ACTIVITY:
Start with the line containing "- Move shared/python/visualization" and write out each line through the end of the listing, exactly as given.

***** EXERCISE MATERIAL

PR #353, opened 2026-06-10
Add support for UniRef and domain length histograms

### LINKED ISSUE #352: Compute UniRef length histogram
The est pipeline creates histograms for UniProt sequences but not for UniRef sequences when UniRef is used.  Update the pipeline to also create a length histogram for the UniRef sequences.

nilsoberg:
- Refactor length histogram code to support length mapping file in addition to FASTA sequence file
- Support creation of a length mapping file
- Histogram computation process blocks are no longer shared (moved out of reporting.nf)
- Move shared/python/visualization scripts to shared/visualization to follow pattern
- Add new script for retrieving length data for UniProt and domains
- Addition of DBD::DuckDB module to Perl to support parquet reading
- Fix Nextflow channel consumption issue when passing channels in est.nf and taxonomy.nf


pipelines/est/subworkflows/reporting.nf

**********

OUTPUT OF THE EXERCISE:
- Move shared/python/visualization scripts to shared/visualization to follow pattern
- Add new script for retrieving length data for UniProt and domains
- Addition of DBD::DuckDB module to Perl to support parquet reading
- Fix Nextflow channel consumption issue when passing channels in est.nf and taxonomy.nf


pipelines/est/subworkflows/reporting.nf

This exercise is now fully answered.